The studied populations of European wildcat are geographically structured and present relative high levels of genetic diversity. Model‐based structure analyses and nonmodel multivariate clustering concordantly indicate that the sampled European wildcat populations are subdivided into five main genetic clusters showing congruent geographical distributions. Results of ABC simulations and calibrated genetic distances suggest that the main phylogeographic splittings among European wildcat populations were the consequences of late Pleistocene events, and not of very recent anthropogenic fragmentation. However, recent fragmentations could have eroded the within‐cluster genetic diversity, leaving signatures of bottlenecks in all clusters except the European wildcats samples in Iberia. We identified wild × domestic cat hybrids across the entire distribution in Europe. However, hybrid prevalence and introgression depth vary severely among the different countries (indicate range). Wild‐living cats in Scotland and Hungary are deeply introgressed, making difficult the identification of pure parental cats, as previously described using smaller STR panels and cat sample sizes (Pierpaoli et al. 2003; Lecis et al. 2006), or using SNPs (Oliveira et al. 2015). In contrast, European wildcats and domestic cats sampled from the other European countries are genetically distinct, although we identified from c. 5% to 10% putative hybrid individuals in the Iberian and Italian peninsulas and Germany.

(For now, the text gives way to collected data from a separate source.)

PR #242, opened 2022-04-25
White label

nwithan8:
# Description

- Add Beta API class for accessing beta features
- Add `Referral` class under beta for creating, retrieving, updating, and adding credit cards for referral users
- Add test suite for referrals

# Testing

Two new recorded tests (retrieve, update).
Two E2E tests (create, add credit card) due to sensitive information.

# Pull Request Type


src/beta/resources/referral.js
```diff
@@ -0,0 +1,117 @@
...
+     * @param {string} creditCardDetails.expirationMonth  - Credit card expiration month
+     * @param {string} creditCardDetails.expirationYear  - Credit card expiration year
+     * @param {string} creditCardDetails.cvc  - Credit card CVC
+     * @param {string} primaryOrSecondary  - Whether to add the card as the primary or secondary card (defaults to primary)
+     * @returns {Promise<never>}
+     */
+    async addCreditCard(creditCardDetails = {}, primaryOrSecondary = "primary") {
+      const stripeCreditCardId = await Referral.#sendCardDetailsToStripe(creditCardDetails);
+      await Referral.#sendCardDetailsToEasyPost(stripeCreditCardId, primaryOrSecondary);
+      // nothing to return. If an error wasn't thrown, then the card was added successfully
```
Justintime50, line 65: This should return a response form EasyPost (EasyPost card object)

nwithan8: I'm actually noticing that a lot of things in the Node library don't return as a true class.
For example, we don't actually return a `Brand` object when updating a user's brand; we return the body of the request, which is JSON (which acts like an object because, JSON in JavaScript...), but we're not actually saying "create a Brand object out of this data"

That said, I attempted to do so with a couple things, including `Brand` and here, taking the data that's returned and build a `PaymentMethod` object out of it, but I'm getting complaints about constructors. Which is probably the reason why it is the way it is.

So anyway, this function now returns the body of the final request, which is the JSON representation of a payment method, but isn't technically a `PaymentMethod` object.

Justintime50: I ran into this same problem when adding a few rate/brand unit tests when we overhauled the test suite. Can you create an internal task with some details to look into this with the Node lib? We either need to answer why it's doing this or fix it. Good callout.

nwithan8: As it stands, it seems to be an issue whenever a class is attempting to return a different type of class other than itself.

For example, most functions in the `User` class return a `User` object, by taking the data from the API response and mapping its properties via [this base `create` function](https://github.com/EasyPost/easypost-node/blob/eb4184d0b33fdf98f90ef56bb6ce59e1c23292f2/src/resources/base.js#L180). But `updateBrand` in the `User` class returns a `Brand` object, which throws the constructor error whenever we try to build a `Brand` object.

I imagine it's due to how the `base` class is designed for object creation, as well as perhaps the module exporting setup.

src/beta/resources/referral.js
```diff
@@ -0,0 +1,137 @@
+/* eslint-disable no-dupe-class-members,no-unused-vars,class-methods-use-this */
```
jchen293, line 1: Remove this comment

src/beta/resources/referral.js
```diff
@@ -0,0 +1,137 @@
...
+      return super.save();
+    }
+
+    /**
+     * Update the referral's email address.
+     * @param {string} referralUserId - The referral user's ID.
+     * @param {string} email - The new email address.
+     * @returns {Promise<boolean>}
+     */
+    static async updateEmail(referralUserId, email) {
```
jchen293, line 48: This function should be called `updateReferral` according to our internal doc

jchen293, line 48: This function should be called `updateReferral` according to our internal doc

src/beta/resources/referral.js
```diff
@@ -0,0 +1,137 @@
...
+
+    /**
+     * Add a credit card to the referral's account
+     * @param {string} referralApiKey - The referral user's production API key.
+     * @param {object} creditCardDetails  - Credit card details:
+     * @param {string} creditCardDetails.number  - Credit card number
+     * @param {string} creditCardDetails.expirationMonth  - Credit card expiration month
+     * @param {string} creditCardDetails.expirationYear  - Credit card expiration year
+     * @param {string} creditCardDetails.cvc  - Credit card CVC
+     * @param {string} primaryOrSecondary  - Whether to add the card as the primary or secondary card (defaults to primary)
```
jchen293, line 66:
```suggestion
     * @param {object} creditCardDetails - Credit card details:
     * @param {string} creditCardDetails.number - Credit card number
     * @param {string} creditCardDetails.expirationMonth - Credit card expiration month
     * @param {string} creditCardDetails.expirationYear - Credit card expiration year
     * @param {string} creditCardDetails.cvc - Credit card CVC
     * @param {string} primaryOrSecondary - Whether to add the card as the primary or secondary card (defaults to primary)
```

Should this be single spaced

src/beta/resources/referral.js
```diff
@@ -0,0 +1,137 @@
...
+      const stripeCreditCardId = await Referral.#sendCardDetailsToStripe(creditCardDetails);
+      const paymentMethod = await Referral.#sendCardDetailsToEasyPost(
+        referralApiKey,
+        stripeCreditCardId,
+        primaryOrSecondary,
+      );
+      return paymentMethod;
+    }
+
+    static async #getStripeKey() {
```
jchen293, line 83: The key is from EasyPost, the function name should be renamed.

.gitignore
```diff
@@ -14,3 +14,5 @@ dist
 coverage
 
 build.tar.gz
+/test/cassettes/Referral-Resource_2042494388/add-a-referral-user-credit-card_1978527022/recording.har
+/test/cassettes/Referral-Resource_2042494388/creates-a-referral-user_159009729/recording.har
```
Justintime50, line 18: Please remove these. Pollyjs gives unique IDs to each cassette so this is an ineffective way to protect against accidental inclusion of a specific cassette.

test/resources/referral.test.js
```diff
@@ -0,0 +1,95 @@
...
+    const { server } = this.polly;
+    setupPolly.stripCreds(server);
+  });
+
+  async function createTestReferral() {
+    // Note: this returns API keys in plaintext, so do not record a test using this function
+    const referral = await new this.easypost.Referral({
+      name: 'Test Referral',
+      email: 'me@email.com',
+      phone_number: '1111111111', // phone_number will be copied to phone behind the scenes
```
jchen293, line 24: I think the API endpoint is returning `phone_number` instead of `phone` now, you can remove the comment.

src/beta/resources/referral.js
```diff
@@ -0,0 +1,137 @@
...
+
+import T from 'proptypes';
+import base from '../../resources/base';
+import { propTypes as userPropTypes } from '../../resources/user';
+import RequestError from '../../errors/request';
+import API from '../../easypost';
+
+export const propTypes = Object.assign({}, userPropTypes, {
+  name: T.string.isRequired, // mark as required
+  email: T.string.isRequired, // mark as required
```
Justintime50, line 12: The comments stating it's required directly after the property `isRequired` doesn't help and instead muddies up the code. Let's remove these two comments.

src/beta/resources/referral.js
```diff
@@ -0,0 +1,137 @@
...
+  class Referral extends base(api) {
+    static _name = 'Referral';
+
+    static _url = 'referral_customers';
+
+    static key = 'user';
+
+    static propTypes = propTypes;
+
+    static #stripeCreditCardUrl = 'https://api.stripe.com/v1/tokens';
```
Justintime50, line 26: My understanding is that the "private function/vars" addition of `#` was only added in Node 12+ and we support Node 10. We'll need to look at a pollyfill to allow this to get backported to Node 10. It may not have failed here because we're simply replaying cassettes and you didn't record them on Node 10 (could very well fail at runtime): https://stackoverflow.com/a/56183753/6064135

This is true for all `#` usage in this PR

src/beta/resources/referral.js
```diff
@@ -0,0 +1,137 @@
...
+
+    static #getReferralApi(referralApiKey) {
```
Justintime50, line 28:
```suggestion
    static #getReferralApiKey(referralApiKey) {
```

src/beta/resources/referral.js
Justintime50, line 48: Hmm, do we know for sure they can only ever update the email via this endpoint? If they can update more, we should make it more generic. Anyway you could find out?

src/beta/resources/referral.js
Justintime50, line 66: Nit: There are extra spaces inbetween all these `-` that should just be a single space.

test/resources/referral.test.js
```diff
@@ -0,0 +1,95 @@
...
+      expirationYear: '2028',
+      cvv: '015',
+    };
+    const paymentMethod = await this.easypost.Referral.addCreditCard(
+      referralProdApiKey,
+      creditCardDetails,
+      'primary',
+    );
+
+    expect(paymentMethod).to.not.be.null;
```
jchen293, line 90: This can be removed

src/beta/resources/referral.js
```diff
@@ -0,0 +1,137 @@
...
+     * @param {string} creditCardDetails.number  - Credit card number
+     * @param {string} creditCardDetails.expirationMonth  - Credit card expiration month
+     * @param {string} creditCardDetails.expirationYear  - Credit card expiration year
+     * @param {string} creditCardDetails.cvc  - Credit card CVC
+     * @param {string} primaryOrSecondary  - Whether to add the card as the primary or secondary card (defaults to primary)
+     * @returns {Promise<never>}
+     */
+    static async addCreditCard(
+      referralApiKey,
+      creditCardDetails = {},
```
Justintime50, line 71: I thought we were going to have 4 separate parameters to this function instead of a dictionary for their card details?

src/beta/resources/referral.js
```diff
@@ -0,0 +1,137 @@
...
+import T from 'proptypes';
+import base from '../../resources/base';
+import { propTypes as userPropTypes } from '../../resources/user';
+import RequestError from '../../errors/request';
+import API from '../../easypost';
+
+export const propTypes = Object.assign({}, userPropTypes, {
+  name: T.string.isRequired, // mark as required
+  email: T.string.isRequired, // mark as required
+  phone: T.string.isRequired, // handle discrepancy between phone (create Referral) and phone_number (all User functions, retrieve Referral)
```
jchen293, line 13: remove the comment and rename `phone` to `phone_number`, the API endpoint is returning `phone_number` now

src/beta/resources/referral.js
Justintime50, line 83: This should probably be something like `getEasyPostStripeKey`? And then document what it does/why in a comment

src/beta/resources/referral.js
```diff
@@ -0,0 +1,137 @@
...
+      return API.copyApi(api, {
+        apiKey: referralApiKey,
+      });
+    }
+
+    async save() {
+      if (this.phone_number !== undefined) {
+        // handle discrepancy between phone (create Referral) and phone_number (all User functions, retrieve Referral)
+        this.phone = this.phone_number;
+      }
```
jchen293, line 38: This can be removed now

src/beta/resources/referral.js
```diff
@@ -0,0 +1,137 @@
...
+     * @param {string} creditCardDetails.cvc  - Credit card CVC
+     * @returns {Promise<string>} - Stripe credit card ID
+     */
+    static async #sendCardDetailsToStripe(creditCardDetails = {}) {
+      const { number, expirationMonth, expirationYear, cvc } = creditCardDetails;
+      const stripeKey = await Referral.#getStripeKey();
+
+      const req = superagent.post(this.#stripeCreditCardUrl).set({
+        Authorization: `Bearer ${stripeKey}`,
+        'Content-Type': 'application/x-www-form-urlencoded',
```
Justintime50, line 103: Can we include a comment here as to why we need to form encode it. Someone may try to swap it to JSON in the future without us calling it out here.

src/beta/resources/referral.js
```diff
@@ -0,0 +1,137 @@
...
+        },
+      });
+      try {
+        const res = await req;
+        return res.body.id;
+      } catch (e) {
+        if (e.response && e.response.body) {
+          throw new RequestError(e.response.body, this.#stripeCreditCardUrl);
+        }
+        throw e;
```
Justintime50, line 120: Let's be explicit over implicit. `res` should be `response`, `req` should be `request`, `e` should be `error`

src/beta/resources/referral.js
```diff
@@ -0,0 +1,137 @@
...
+
+    /*
+     * Send the credit card details to Stripe to get a Stripe credit card ID.
+     * @param {object} creditCardDetails  - Credit card details:
+     * @param {string} creditCardDetails.number  - Credit card number
+     * @param {string} creditCardDetails.expirationMonth  - Credit card expiration month
+     * @param {string} creditCardDetails.expirationYear  - Credit card expiration year
+     * @param {string} creditCardDetails.cvc  - Credit card CVC
+     * @returns {Promise<string>} - Stripe credit card ID
+     */
```
jchen293, line 96:
```suggestion
     * Send the credit card details to Stripe to get a Stripe credit card ID.
     * @param {object} creditCardDetails - Credit card details:
     * @param {string} creditCardDetails.number - Credit card number
     * @param {string} creditCardDetails.expirationMonth - Credit card expiration month
     * @param {string} creditCardDetails.expirationYear - Credit card expiration year
     * @param {string} creditCardDetails.cvc - Credit card CVC
     * @returns {Promise<string>} - Stripe credit card ID
     */
```
Singled spaced

src/easypost.js
```diff
@@ -126,6 +126,17 @@ export default class API {
     this.use(RESOURCES);
   }
 
+  static copyApi(api, options = {}) {
```
Justintime50, line 129: What is this? If we absolutely need it then we need to document it and potentially name it something more concrete.

src/easypost.js
```diff
@@ -201,7 +212,7 @@ export default class API {
       return res;
     } catch (e) {
       if (e.response && e.response.body) {
-        throw new RequestError(e.response.body, path);
```
Justintime50, line 204: Why are we changing the signature of errors here? This is a breaking change.

src/beta/resources/referral.js
```diff
@@ -0,0 +1,137 @@
...
+        'Content-Type': 'application/x-www-form-urlencoded',
+      });
+      req.send({
+        card: {
+          number,
+          exp_month: expirationMonth,
+          exp_year: expirationYear,
+          cvc,
+        },
+      });
```
jchen293, line 112: nit: need a new line before try-catch

src/errors/request.js
```diff
@@ -16,7 +16,10 @@ export default class RequestError extends FakeError {
       throw new Error('No url passed to RequestError');
     }
 
-    const message = createMessage(error.status || error.code, url);
+    const message = createMessage(
+      error.status || error.statusCode || error.code || error.body.code,
+      url,
+    );
```
Justintime50, line 22: We should not be altering the signature of errors. It's not related to this new feature and is a large breaking change.

src/beta/resources/referral.js
```diff
@@ -0,0 +1,137 @@
...
+      try {
+        const res = await req;
+        return res.body.id;
```
jchen293, line 115: nit: a new line before return statement

src/resources/base.js
```diff
@@ -93,6 +93,26 @@ export default (api) =>
...
+
+    static async rawPut(url, params = {}) {
+      const response = await api.put(url, params);
+      return response.body;
+    }
+
+    static async rawDelete(url, params = {}) {
+      const response = await api.delete(url, params);
+      return response.body;
+    }
```
Justintime50, line 114: None of this appears to be used? Why is it here?

test/errors/request.js
```diff
@@ -17,8 +17,9 @@ describe('Request Errors', () => {
   });
 
   it('maps code to status on sys errors', () => {
-    expect(new RequestError(sysError, url).status).to.equal(sysError.code);
-    expect(new RequestError(sysError, url).error.code).to.equal(sysError.code);
+    const requestError = new RequestError(sysError, url);
+    expect(requestError.status).to.equal(sysError.code);
+    expect(requestError.error.code).to.equal(sysError.code);
```
Justintime50, line 22: We should not be mixing adjustments to error handling in with a new feature.

src/beta/resources/referral.js
```diff
@@ -0,0 +1,137 @@
...
+        }
+        throw e;
+      }
+    }
+
+    /*
+     * Send the Stripe credit card ID to EasyPost to add the card to the user's account.
+     * @param {string} referralApiKey - The referral user's production API key.
+     * @param {string} stripeCreditCardId  - Stripe credit card ID
+     * @param {string} primaryOrSecondary  - Whether to add the card as the primary or secondary card (defaults to primary)
```
jchen293, line 128:
```suggestion
     * @param {string} referralApiKey - The referral user's production API key.
     * @param {string} stripeCreditCardId - Stripe credit card ID
     * @param {string} primaryOrSecondary - Whether to add the card as the primary or secondary card (defaults to primary)
```
singled spaced

test/resources/referral.test.js
```diff
@@ -0,0 +1,95 @@
...
+
+    const success = await this.easypost.Referral.updateEmail(referral.id, testEmail);
+
+    expect(success).to.eql(true);
+  });
+
+  it.skip('add a referral user credit card', async function () {
+    // skip due to exposed API keys, exposed tokens, and fake credit card details
+    // E2E test with real data
+    this.timeout(10000); // 10 seconds, since there are multiple API calls
```
Justintime50, line 72: The timeout of tests is already 10 seconds. As long as you do `npm run test`, this will be taken care of for you. Let's remove this.

jchen293, line 72: What is this for?

Justintime50 (changes requested):

src/beta/resources/referral.js
nwithan8: No, this gets an instance of the API with the Referral user's API key populated.

src/errors/request.js
nwithan8: Fixing a bug where a large portion of the time, we weren't extracting the error code correctly, so it would say "undefined" in the error message to the user.

src/beta/resources/referral.js
Justintime50: `api` was a terrible naming convention, whoever chose that years ago...

Let's document this then as to what it does. I still don't love the name. Could it be `getReferralApiClient` or something to that effect?

src/errors/request.js
Justintime50: Certainly that's not happening in all cases or we would have heard something by now from users. Can you provide examples?

src/beta/resources/referral.js
nwithan8: This is to stop the linter from aggressively complaining about linting inconsistencies that we don't care about.

src/beta/resources/referral.js
```diff
@@ -0,0 +1,162 @@
...
+      creditCardCVC,
+      primaryOrSecondary = 'primary',
+    ) {
+      const stripeCreditCardId = await sendCardDetailsToStripe(
+        api,
+        creditCardNumber,
+        creditCardExpirationMonth,
+        creditCardExpirationYear,
+        creditCardCVC,
+      );
```
jchen293, line 152: Let's add try-catch here in the event the Stripe endpoint doesn't return anything, so we can throw an explicit error to the users.

test/resources/referral.test.js
```diff
@@ -0,0 +1,98 @@
...
+
+    const success = await this.easypost.Referral.updateEmail(referral.id, testEmail);
+
+    expect(success).to.eql(true);
+  });
+
+  it.skip('add a referral user credit card', async function () {
+    // skip due to exposed API keys, exposed tokens, and fake credit card details
+    // E2E test with real data
+    // this.timeout(10000); // 10 seconds, since there are multiple API calls
```
jchen293, line 72: Can this comment be removed?

.gitignore
```diff
@@ -14,3 +14,5 @@ dist
 coverage
 
 build.tar.gz
+/test/cassettes/Referral*/creates-a-referral-user*
+/test/cassettes/Referral*/add-a-referral-user-credit-card*
```
Justintime50, line 18: As long as the tests are skipped, I don't see a need to include this. It frankly could frustrate the next person coming along trying to commit these (when we are able to redact info) and they can't find why these disappeared. Thoughts?

src/beta/resources/referral.js
```diff
@@ -0,0 +1,162 @@
...
+ * @param {string} creditCardExpirationYear - Credit card expiration year
+ * @param {string} creditCardCVC - Credit card CVC
+ * @returns {Promise<string>} - Stripe credit card ID
+ */
+async function sendCardDetailsToStripe(
+  api,
+  creditCardNumber,
+  creditCardExpirationMonth,
+  creditCardExpirationYear,
+  creditCardCVC,
```
Justintime50, line 55: We should unify the param names between Python/Node. I'd suggest that `creditCard` isn't needed on each of these since the name of the function already specifies this is for a credit card.

src/beta/resources/referral.js
```diff
@@ -0,0 +1,162 @@
...
+     * @param {string} referralUserId - The referral user's ID.
+     * @param {string} email - The new email address.
+     * @returns {Promise<boolean>} - Returns true if the referral was updated successfully, false otherwise.
+     */
+    static async updateEmail(referralUserId, email) {
+      try {
+        const newParams = { user: { email } };
+        await api.put(`${this._url}/${referralUserId}`, newParams);
+
+        return true;
```
Justintime50, line 122: We should be returning the message of the API, not a bool. This is how our delete methods across libs got all out of sync

src/beta/resources/referral.js
```diff
@@ -0,0 +1,162 @@
...
+     * @param {string} creditCardCVC - The credit card CVC.
+     * @param {string} primaryOrSecondary - Whether to add the card as 'primary' or 'secondary' payment method (defaults to 'primary')
+     * @returns {Promise<never>} - Response body (EasyPost payment method object)
+     */
+    static async addCreditCard(
+      referralApiKey,
+      creditCardNumber,
+      creditCardExpirationMonth,
+      creditCardExpirationYear,
+      creditCardCVC,
```
Justintime50, line 143: Same credit card comment as above. We'll want to unify the param names.

src/beta/resources/referral.js
Justintime50: To Jack's point, we should be wrapping these individual functions here in try/catch and returning helpful errors to the user in the off chance something happens outside our control (Stripe is down/times out, the keys of the request/response change, etc)

Justintime50 (changes requested):

src/beta/resources/referral.js
Justintime50: After discussing, I'm ok with returning `true` here as long as we try/catch in each lib so that we aren't blindly returning true (true will only get returned if no error).

src/beta/resources/referral.js
```diff
@@ -0,0 +1,162 @@
...
+ * @returns {Promise<string>} - Stripe credit card ID
+ */
+async function sendCardDetailsToStripe(
+  api,
+  creditCardNumber,
+  creditCardExpirationMonth,
+  creditCardExpirationYear,
+  creditCardCVC,
+) {
+  const stripeKey = await getEasyPostStripeKey(api);
```
Justintime50, line 57: Let's have this bubble up to the `addCreditCard` function so that that function can be the consolidator and each of these individual 3 steps/functions can only do one thing each (separation of concerns) instead of this function having the side affect of making two API calls and doing something that isn't in the function name.

Justintime50 (dismissed):

.gitignore
nwithan8: Sounds good

src/beta/resources/referral.js
```diff
@@ -0,0 +1,153 @@
...
+  email: T.string.isRequired,
+  phone: T.string.isRequired,
+});
+
+const stripeCreditCardUrl = 'https://api.stripe.com/v1/tokens';
+
+/**
+ * Get an instance of the API client using the referral user's API key.
+ * @param {API} api - The API client to copy.
+ * @param {string }referralApiKey - The referral user's API key.
```
jchen293, line 21:
```suggestion
 * @param {string} referralApiKey - The referral user's API key.
```

src/beta/resources/referral.js
```diff
@@ -0,0 +1,153 @@
...
+ * @returns {string} - The Stripe API key.
+ */
+async function getEasyPostStripeKey(api) {
+  const response = await api.get('partners/stripe_public_key');
+
+  return response.body.public_key;
+}
+
+/**
+ * Send the credit card details to Stripe to get a Stripe credit card ID.
```
jchen293, line 42:
```suggestion
 * Send the credit card details to Stripe to get a Stripe credit card token.
```

It should be Stripe credit card token, according to their doc: https://stripe.com/docs/api/tokens/create_card

src/beta/resources/referral.js
```diff
@@ -0,0 +1,153 @@
...
+ * @param {string} stripeKey - The Stripe API key.
+ * @param {string} number - Credit card number
+ * @param {string} expirationMonth - Credit card expiration month
+ * @param {string} expirationYear - Credit card expiration year
+ * @param {string} cvc - Credit card CVC
+ * @returns {Promise<string>} - Stripe credit card ID
```
jchen293, line 48: A missing period in the end, please also add period in other functions' docstring.
```suggestion
 * @param {string} number - Credit card number.
 * @param {string} expirationMonth - Credit card expiration month.
 * @param {string} expirationYear - Credit card expiration year.
 * @param {string} cvc - Credit card CVC.
 * @returns {Promise<string>} - Stripe credit card ID.
```

src/beta/resources/referral.js
```diff
@@ -0,0 +1,153 @@
...
+  } catch (error) {
+    if (error.response && error.response.body) {
+      throw new RequestError(error.response.body, stripeCreditCardUrl);
+    }
+    throw error;
+  }
+}
+
+/**
+ * Send the Stripe credit card ID to EasyPost to add the card to the user's account.
```
jchen293, line 78:
```suggestion
 * Send the Stripe credit card token to EasyPost to add the card to the user's account.
```

jchen293 (changes requested):
Code looks good, just some minor changes

src/beta/resources/referral.js
```diff
@@ -0,0 +1,153 @@
...
+  }
+}
+
+/**
+ * Send the Stripe credit card token to EasyPost to add the card to the user's account.
+ * @param {API} api - The API client to use.
+ * @param {string} referralApiKey - The referral user's production API key.
+ * @param {string} stripeCreditCardId - Stripe credit card ID
+ * @param {string} priority - Whether to add the card as the 'primary' or 'secondary' card
+ * @returns {Object} - Response body (EasyPost payment method object)
```
jchen293, line 83:
```suggestion
 * @param {string} stripeCreditCardId - Stripe credit card ID.
 * @param {string} priority - Whether to add the card as the 'primary' or 'secondary' card.
 * @returns {Object} - Response body (EasyPost payment method object).
```

src/beta/resources/referral.js
```diff
@@ -0,0 +1,153 @@
...
+
+    /**
+     * Add a credit card to the referral's account
+     * @param {string} referralApiKey - The referral user's production API key.
+     * @param {string} number - The credit card number.
+     * @param {string} expirationMonth - The credit card expiration month.
+     * @param {string} expirationYear - The credit card expiration year.
+     * @param {string} cvc - The credit card CVC.
+     * @param {string} primaryOrSecondary - Whether to add the card as 'primary' or 'secondary' payment method (defaults to 'primary')
+     * @returns {Promise<never>} - Response body (EasyPost payment method object)
```
jchen293, line 124:
```suggestion
     * @param {string} primaryOrSecondary - Whether to add the card as 'primary' or 'secondary' payment method (defaults to 'primary').
     * @returns {Promise<never>} - Response body (EasyPost payment method object).
```

jchen293 (approved):

src/beta/resources/referral.js
```diff
@@ -0,0 +1,153 @@
...
+    },
+  });
+
+  try {
+    const response = await request;
+
+    return response.body.id;
+  } catch (error) {
+    if (error.response && error.response.body) {
+      throw new RequestError(error.response.body, stripeCreditCardUrl);
```
Justintime50, line 71: Nit: did we want to match the Python lib's approach where we return our own message since whatever stripe returns us is out of our control?

nwithan8: Sure

Justintime50 (approved):

src/beta/resources/referral.js
```diff
@@ -0,0 +1,153 @@
...
+}
+
+/**
+ * Send the credit card details to Stripe to get a Stripe credit card token.
+ * @param {string} stripeKey - The Stripe API key.
+ * @param {string} number - Credit card number.
+ * @param {string} expirationMonth - Credit card expiration month.
+ * @param {string} expirationYear - Credit card expiration year.
+ * @param {string} cvc - Credit card CVC.
+ * @returns {Promise<string>} - Stripe credit card ID.
```
jchen293, line 48:
```suggestion
 * @returns {Promise<string>} - Stripe credit card token.
```

src/beta/resources/referral.js
```diff
@@ -0,0 +1,153 @@
...
+ * Send the Stripe credit card token to EasyPost to add the card to the user's account.
+ * @param {API} api - The API client to use.
+ * @param {string} referralApiKey - The referral user's production API key.
+ * @param {string} stripeCreditCardId - Stripe credit card ID.
+ * @param {string} priority - Whether to add the card as the 'primary' or 'secondary' card.
+ * @returns {Object} - Response body (EasyPost payment method object).
+ */
+async function sendCardDetailsToEasyPost(api, referralApiKey, stripeCreditCardId, priority) {
+  const _api = getReferralApi(api, referralApiKey);
+  const params = { credit_card: { stripe_object_id: stripeCreditCardId, priority } };
```
jchen293, line 87:
```suggestion
async function sendCardDetailsToEasyPost(api, referralApiKey, stripeCreditCardToken, priority) {
  const _api = getReferralApi(api, referralApiKey);
  const params = { credit_card: { stripe_object_id: stripeCreditCardToken, priority } };
```

jchen293 (approved):

jchen293 (approved):

Justintime50 (approved):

Phylogeographic structure of European wildcat populations

Our results allow, for the first time, to assess the European wildcat phylogeographic structuring across the entire species’ range in the continent. The European wildcats in Continental Europe belong to at least five major phylogeographic groups. This partition confirms and strengthens findings previously reported by Pierpaoli et al. (2003). These authors described a main genetic subdivision among the European wildcat populations distributed in southern and central Europe and separated the wildcats in central Germany from all the other European populations. In our study, we identified additional subdivisions. In particular, we showed that wildcats in southern Europe are differentiated in two deeply divergent groups: Iberia (Portugal and Spain) and Italy. At a smaller geographic scale, wildcats in peninsular Italy are differentiated into three genetic groups coherently distributed in Sicily, peninsular Italy, and the Alps (Mattucci et al. 2013), suggesting distinct phylogeographic histories. Moreover, we showed that wildcats in the Italian and Dinaric Alps (Slovenia and Croatia) joined into a unique genetic cluster, indicating recent shared ancestry.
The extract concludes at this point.